Background/Purpose: SLE is characterized by the dysregulation of humoral immunity including high levels of autoreactive IgG VH4.34 antibodies recognized by the rat anti-human idiotypic antibody 9G4 (9G4+). VH4.34 antibodies have a germ line encoded anti-self specificity for blood antigen glycolipids and glycolipid epitopes of the B220 isoform of CD45 expressed on naïve B cells. As a consequence, naïve B cells from SLE patients can have high levels of 9G4 staining ex vivodue to surface bound VH4.34 antibodies. Serum 9G4+ IgG is correlated with high disease activity, lupus nephritis and anti-dsDNA. The role of B cell binding (BCB) 9G4+ in lupus pathogenesis and its potential clinical correlates is unclear.
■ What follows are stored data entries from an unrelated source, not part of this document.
PR #8538, opened 2022-03-26
[1.19.x] Rework forge registry system and move away from IForgeRegistryEntry

### LINKED ISSUE #7969: RFC - Remove ForgeRegistryEntry and ForgeRegistries being Type bound

### LINKED ISSUE #8513: MissingMappings Event Bus
**Minecraft Version:** 1.18.2

**Forge Version:** 40.0.15

**Description of issue:**
The MissingMappings event is fired on the MinecraftForge event bus rather than the Mod event bus, even though it inherits from RegistryEvent, which is fired on the mod bus. I feel as though it should either not inherit from a class that implements IModEvent or that it should fire on the mod bus.

SizableShrimp:
This draft PR serves as the basis for the rework of forge's registry system to be more in line with vanilla registries by supporting registries of interfaces and no longer requiring a supertype of IForgeRegistryEntry. The existence of this PR is largely for code review and visibility, as it is targeted towards 1.19 with the goal of being ported and merged between the launch of Minecraft 1.19 and the release of forge 1.19. Most notable changes should be explained in commit descriptions.

Fixes #8513.
Fixes #7969.


patches/minecraft/net/minecraft/world/level/block/state/BlockBehaviour.java.patch
```diff
@@ -1,21 +1,19 @@
 --- a/net/minecraft/world/level/block/state/BlockBehaviour.java
 +++ b/net/minecraft/world/level/block/state/BlockBehaviour.java
-@@ -66,7 +_,8 @@
+@@ -66,6 +_,7 @@
  import net.minecraft.world.phys.shapes.Shapes;
  import net.minecraft.world.phys.shapes.VoxelShape;
  
--public abstract class BlockBehaviour {
 +//TODO, Delegates are weird here now, because Block extends this.
```
sciwhiz12: Looks like the TODO can be removed now.

patches/minecraft/net/minecraft/world/level/block/state/BlockBehaviour.java.patch
```diff
@@ -1,21 +1,19 @@
...
     protected static final Direction[] f_60441_ = new Direction[]{Direction.WEST, Direction.EAST, Direction.NORTH, Direction.SOUTH, Direction.DOWN, Direction.UP};
     protected final Material f_60442_;
-    protected final boolean f_60443_;
 @@ -93,6 +_,8 @@
        this.f_60449_ = p_60452_.f_60893_;
        this.f_60438_ = p_60452_.f_60903_;
        this.f_60439_ = p_60452_;
 +      final ResourceLocation lootTableCache = p_60452_.f_60894_;
-+      this.lootTableSupplier = lootTableCache != null ? () -> lootTableCache : p_60452_.lootTableSupplier != null ? p_60452_.lootTableSupplier : () -> new ResourceLocation(this.getRegistryName().m_135827_(), "blocks/" + this.getRegistryName().m_135815_());
++      this.lootTableSupplier = lootTableCache != null ? () -> lootTableCache : p_60452_.lootTableSupplier != null ? p_60452_.lootTableSupplier : () -> new ResourceLocation(net.minecraftforge.registries.ForgeRegistries.BLOCKS.getKey((Block)this).m_135827_(), "blocks/" + net.minecraftforge.registries.ForgeRegistries.BLOCKS.getKey((Block)this).m_135815_());
```
sciwhiz12: Use a local variable for the registry name, to avoid doubling the query.

patches/minecraft/net/minecraft/world/level/block/FlowerPotBlock.java.patch
```diff
@@ -42,7 +42,7 @@
        ItemStack itemstack = p_53543_.m_21120_(p_53544_);
        Item item = itemstack.m_41720_();
 -      BlockState blockstate = (item instanceof BlockItem ? f_53524_.getOrDefault(((BlockItem)item).m_40614_(), Blocks.f_50016_) : Blocks.f_50016_).m_49966_();
-+      BlockState blockstate = (item instanceof BlockItem ? getEmptyPot().fullPots.getOrDefault(((BlockItem)item).m_40614_().getRegistryName(), Blocks.f_50016_.delegate).get() : Blocks.f_50016_).m_49966_();
++      BlockState blockstate = (item instanceof BlockItem ? getEmptyPot().fullPots.getOrDefault(net.minecraftforge.registries.ForgeRegistries.BLOCKS.getKey(((BlockItem)item).m_40614_()), net.minecraftforge.registries.ForgeRegistries.BLOCKS.getDelegateOrThrow(Blocks.f_50016_)).get() : Blocks.f_50016_).m_49966_();
```
sciwhiz12, line 45: Use a local variable for the registry name, to avoid doubling the query.

src/main/java/net/minecraftforge/registries/IdMappingEvent.java
```diff
@@ -0,0 +1,72 @@
+package net.minecraftforge.registries;
```
sciwhiz12, line 6: Missing license header, please run the `updateLicenses`/`licenseFormat` task.

src/main/java/net/minecraftforge/registries/MissingMappingsEvent.java
```diff
@@ -0,0 +1,171 @@
+package net.minecraftforge.registries;
```
sciwhiz12, line 6: Missing license header, please run the `updateLicenses`/`licenseFormat` task.

src/main/java/net/minecraftforge/registries/IdMappingEvent.java
```diff
@@ -0,0 +1,72 @@
...
+ * Fired on the {@link net.minecraftforge.common.MinecraftForge#EVENT_BUS}
+ */
+public class IdMappingEvent extends Event
+{
+    public static class ModRemapping
+    {
+        public final ResourceLocation registry;
+        public final ResourceLocation key;
+        public final int oldId;
+        public final int newId;
```
sciwhiz12, line 38: Avoid exposing fields; prefer using getters.

src/main/java/net/minecraftforge/registries/IdMappingEvent.java
```diff
@@ -0,0 +1,72 @@
...
+            this.key = key;
+            this.oldId = oldId;
+            this.newId = newId;
+        }
+    }
+
+    private final Map<ResourceLocation, ImmutableList<ModRemapping>> remaps;
+    private final ImmutableSet<ResourceLocation> keys;
+
+    public final boolean isFrozen;
```
sciwhiz12: Avoid exposing fields; prefer using getters.

src/main/java/net/minecraftforge/registries/MissingMappingsEvent.java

Methods: 161 SLE (4 or more ACR criteria) patients were analyzed, including 24 patients with active nephritis. SLE patients were compared to 30 healthy controls or 15 RA, 15 Dermatomyositis, 26 scleroderma, and 7 pSS patients analyzed as autoimmune controls. 9G4+ BCB was measured ex vivo by flow cytometry and BCB was quantified as the ratio of the median fluorescence intensity of naïve B cells to that of switched memory. The resulting B cell binding ratio (BR) ranged from 1 (no binding) to 20 (very high binding) patients with a BR higher than 2.5 were considered positive. 9G4+ IgG, IgM, and IgA were measured by ELISA, capturing with the rat monoclonal 9G4 and detecting with goat anti-human IgG, IgM, or IgA.

Results:

BCB binding was highly specific for SLE as 33% of SLE patients were BCB positive compared to only 1.6% of autoimmune control patients and none of the HCD. Lupus patients with high disease activity or active nephritis were significantly more likely to have BCB than patients with low disease activity (47% and 54% as compared to 24% for low disease activity). When we compared BR to serum 9G4+ IgG concentration we found only a weak correlation (p=0.04, r=0.26). However, SLE patients had elevated 9G4+ IgM and IgA and the concentration of these isotypes was more strongly correlated with BCB (IgM p >0.001, r= 0.586) (IgA p>0.001, r=0.4602 ). IgA BCB was demonstrated directly by the detection of both surface 9G4 and IgA staining of healthy control donor naïve B cells after incubation with serum from an SLE patient. Patients with high BR had higher disease activity (p=0.021) and were more likely to have a history lupus nephritis (p=0.002) but this was not true for serum 9G4+ isotypes measure in either isolation or combination.

Conclusion:

The degree of B cell bound 9G4+ in some SLE patients is striking. Here we show that this auto-reactivity is specific to lupus and is more common in patients with active disease and active lupus nephritis. Interestingly, this association between B cell bound 9G4+ and disease activity is stronger than the association between serum 9G4+ IgG. As suggested by our data, this may be consequence of BCB measuring 9G4+ antibodies of multiple isotypes. The combination of IgA and IgG anti-dsDNA is more predictive of disease activity than either isotype alone and the same may be true for BCB 9G4+. In this light our finding that 9G4+ IgA is elevated in SLE patients and can bind B cells is intriguing. BCB 9G4+ may be a useful assay for stratifying SLE patients into clinically and immunologically distinct groups in future clinical and mechanistic studies.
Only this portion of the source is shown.